A eurosceptic politics is poised then—in northern and southern EZ states—to take advantage of the current crisis and could render stillborn the collective action that this moment requires of the EU.
But there is some hope to be found in the fact that this crisis is different and widely understood to be so. Conceptions of what is economically and politically possible are opening up precisely because the pandemic is both so grave and so ‘fast-burning’. Macro-economic rule-books are being ripped-up: debt and deficit limits have been suspended; orthodox economists in northern states are coming around to eurobonds; and talk of ‘helicopter’ monetary financing, although not technically permitted under EU law, is widespread. Recent evidence suggests that public attitudes in Germany may be far more malleable than often supposed.
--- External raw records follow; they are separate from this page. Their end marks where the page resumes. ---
PR #17875, opened 2026-08-05
[dotnet] support SE_*DRIVER environment variables to set driver locations

titusfortner:
### 🔗 Related Issues

Part of #14045

### 💥 What does this PR do?

- Adds .NET support for setting driver locations via environment variables, bringing it in line with Ruby, Python, and Java.
- When set, the matching variable is used to locate the driver and Selenium Manager is skipped: `SE_CHROMEDRIVER`, `SE_EDGEDRIVER`, `SE_GECKODRIVER`, `SE_IEDRIVER`, `SE_SAFARIDRIVER`.
- An explicitly configured driver path still takes precedence over the environment variable.

### 🔧 Implementation Notes

- Resolution order matches Java/Ruby: configured path → environment variable → Selenium Manager.

### 🤖 AI assistance
    - Tool(s): Claude Code
    - What was generated: implementation and tests

### 🔄 Types of changes

### DIFF
--- a/dotnet/test/webdriver/DriverServiceTests.cs
+++ b/dotnet/test/webdriver/DriverServiceTests.cs
@@ -17,6 +17,7 @@
 // under the License.
 // </copyright>
 
+using System.ComponentModel;
 using System.IO;
 using OpenQA.Selenium.Chrome;
 using OpenQA.Selenium.Edge;
@@ -30,8 +31,6 @@ namespace OpenQA.Selenium.Tests;
 [NonParallelizable]
 public class DriverServiceTests
 {
-    private sealed class StopStartupException : Exception;
-
     private static IEnumerable<TestCaseData> DriverServices()
     {
         yield return new TestCaseData((Func<DriverService>)ChromeDriverService.CreateDefaultService, "SE_CHROMEDRIVER").SetName("Chrome");
@@ -49,19 +48,10 @@ public class DriverServiceTests
         try
         {
             Environment.SetEnvironmentVariable(environmentVariable, expectedPath);
-            DriverService service = createService();
 
-            string actualFileName = null;
-            service.DriverProcessStarting += (_, e) =>
-            {
-                actualFileName = e.DriverServiceProcessStartInfo.FileName;
-
-                // Stop before the (nonexistent) driver is actually launched.
-                throw new StopStartupException();
-            };
-
-            Assert.ThrowsAsync<StopStartupException>(async () => await service.StartAsync());
-            Assert.That(actualFileName, Is.EqualTo(expectedPath));
+            Assert.That(
+                async () => await createService().StartAsync(),
+                Throws.InstanceOf<Win32Exception>().With.Message.Contains(expectedPath));
         }
         finally
         {


dotnet/src/webdriver/DriverService.cs
```diff
@@ -147,6 +147,23 @@ public int ProcessId
...
+
+    /// <summary>
+    /// Gets the driver executable path from <see cref="DriverServiceEnvironmentVariable"/>, or
+    /// <see langword="null"/> if it is unset. When set, Selenium Manager is not invoked.
+    /// </summary>
+    public string? DriverPathFromEnvironment =>
+        this.DriverServiceEnvironmentVariable is string name
+        && Environment.GetEnvironmentVariable(name) is string path
+        && path.Length > 0
+            ? path
```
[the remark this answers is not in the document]
titusfortner: unnecessary / overly defensive

dotnet/test/webdriver/DriverServiceTests.cs
```diff
@@ -0,0 +1,57 @@
...
+        yield return new TestCaseData((Func<DriverService>)FirefoxDriverService.CreateDefaultService, "SE_GECKODRIVER").SetName("Firefox");
+        yield return new TestCaseData((Func<DriverService>)InternetExplorerDriverService.CreateDefaultService, "SE_IEDRIVER").SetName("InternetExplorer");
+        yield return new TestCaseData((Func<DriverService>)SafariDriverService.CreateDefaultService, "SE_SAFARIDRIVER").SetName("Safari");
+    }
+
+    [TestCaseSource(nameof(DriverServices))]
+    public void ReadsDriverPathFromEnvironmentVariable(Func<DriverService> createService, string environmentVariable)
+    {
+        string original = Environment.GetEnvironmentVariable(environmentVariable);
+        string expectedPath = Path.Combine("path", "to", "driver");
```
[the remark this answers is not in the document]
titusfortner: The test project isn't compiled in a nullable-enabled context

dotnet/src/webdriver/DriverService.cs
```diff
@@ -147,6 +147,23 @@ public int ProcessId
     /// </summary>
     public string? DriverServicePath { get; set; }
 
+    /// <summary>
+    /// Gets the name of the environment variable used to specify the driver executable location,
+    /// or <see langword="null"/> if the service does not support one.
+    /// </summary>
+    protected virtual string? DriverServiceEnvironmentVariable => null;
```
nvborisenko: Not clear whether it is a value or key.. Better: `DriverServiceEnvironmentVariableName`

dotnet/src/webdriver/DriverService.cs
```diff
@@ -147,6 +147,23 @@ public int ProcessId
...
+
+    /// <summary>
+    /// Gets the driver executable path from <see cref="DriverServiceEnvironmentVariable"/>, or
+    /// <see langword="null"/> if it is unset. When set, Selenium Manager is not invoked.
+    /// </summary>
+    public string? DriverPathFromEnvironment =>
+        this.DriverServiceEnvironmentVariable is string name
+        && Environment.GetEnvironmentVariable(name) is string path
+        && path.Length > 0
```
nvborisenko: Please use `string.IsNullOrWhitespace(path)` to be more friendly for users. Or at least `string.IsNullOrEmpty(path)`.
Then can be simplified: `string.IsNullOrWhitespace(Environment.GetEnvironmentVariable(name))`

dotnet/src/webdriver/DriverService.cs
```diff
@@ -147,6 +147,23 @@ public int ProcessId
...
+    /// Gets the name of the environment variable used to specify the driver executable location,
+    /// or <see langword="null"/> if the service does not support one.
+    /// </summary>
+    protected virtual string? DriverServiceEnvironmentVariable => null;
+
+    /// <summary>
+    /// Gets the driver executable path from <see cref="DriverServiceEnvironmentVariable"/>, or
+    /// <see langword="null"/> if it is unset. When set, Selenium Manager is not invoked.
+    /// </summary>
+    public string? DriverPathFromEnvironment =>
```
nvborisenko: New public API surface.. We already have properties:
- `DriverServiceExecutableName`
- `DriverServicePath`

Introducing one more `DriverPathFromEnvironment` property makes it unclear.

Not yet dived deeper, but my first think is to not expose it.

titusfortner: Yeah, the Agent wanted it for testing, which was excessive. Removing both.

nvborisenko: For testing purpose we can test behavior: let driver service to start, and see whether it throws exception. I believe it should throw exception.
If not, then we can subscribe on `BeforeDriverServiceProcessStarting` event and verify actual file name.

If we can test it easily, I prefer having test rather than nothing.

titusfortner: Not sure if what I added is what you're looking for, either, though.

nvborisenko: I pushed simplified version of the test right here (sorry).

dotnet/test/webdriver/DriverServiceTests.cs
```diff
@@ -0,0 +1,61 @@
...
+        try
+        {
+            Environment.SetEnvironmentVariable(environmentVariable, expectedPath);
+
+            Assert.That(
+                async () => await createService().StartAsync(),
+                Throws.InstanceOf<Win32Exception>().With.Message.Contains(expectedPath));
```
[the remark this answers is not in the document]
nvborisenko: That's fine at this moment. Eventually we will raise our better exception, but this is different story.

titusfortner:
Thanks for fixing, much easier than me trying to figure it out. :)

And, for now at least, it is proving harder for northern states to successfully re-play the EZ crisis blame-game, as the Dutch finance minister discovered.
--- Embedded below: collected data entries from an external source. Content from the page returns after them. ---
PR #17886, opened 2026-08-06
[docs] ADR: Selenium waits for interaction readiness before it interacts

AutomatedTester:
📄 The decision, its rationale, considered options and consequences are in the record file this PR
adds; read it there. The sections below are proposal notes and review logistics.

**Revised after review** ([a9f895c](https://github.com/SeleniumHQ/selenium/commit/a9f895cac7be5498992cdaa1221033db4b53c256)):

Transformative reforms—including fiscal integration, a pan-EU interventionist industrial policy and a broadened mandate for the ECB—may then be possible this time around. And it is to be hoped that those reforms will become locked-in and purposed to address the slower-burning, but no less serious, climate crisis; in other words, put to the service of a European Green New Deal. This would go a long way to blunting the nationalist and anti-democratic threat in the EZ and wider EU. It would also allow for greater EU autonomy in a rapidly shifting and increasingly unpredictable global order.
None of this will be easy. But the alternatives should focus minds.